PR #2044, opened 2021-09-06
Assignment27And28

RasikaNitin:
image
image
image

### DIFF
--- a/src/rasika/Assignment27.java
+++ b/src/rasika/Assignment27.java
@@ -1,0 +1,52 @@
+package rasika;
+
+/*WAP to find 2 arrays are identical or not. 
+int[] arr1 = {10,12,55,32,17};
════════════════
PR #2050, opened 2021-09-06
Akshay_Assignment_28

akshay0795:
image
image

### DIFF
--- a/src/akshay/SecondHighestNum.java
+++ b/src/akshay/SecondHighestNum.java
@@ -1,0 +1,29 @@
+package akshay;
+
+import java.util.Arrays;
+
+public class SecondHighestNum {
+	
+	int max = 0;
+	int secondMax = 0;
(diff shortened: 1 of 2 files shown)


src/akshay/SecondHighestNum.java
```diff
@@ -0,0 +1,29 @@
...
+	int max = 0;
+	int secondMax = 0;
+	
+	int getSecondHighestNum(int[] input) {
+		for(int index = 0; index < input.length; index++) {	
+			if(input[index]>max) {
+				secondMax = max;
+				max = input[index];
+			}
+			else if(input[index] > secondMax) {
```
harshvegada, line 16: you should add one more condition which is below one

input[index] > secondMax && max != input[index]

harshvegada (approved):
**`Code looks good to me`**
════════════════
# [Task details]
Look above for the line with "harshvegada, line 16: you"; retype exactly that line, every line after it up to the line with "looks good to", and that line too, nothing else.

# [Result for this exercise]
harshvegada, line 16: you should add one more condition which is below one

input[index] > secondMax && max != input[index]

harshvegada (approved):
**`Code looks good to me`**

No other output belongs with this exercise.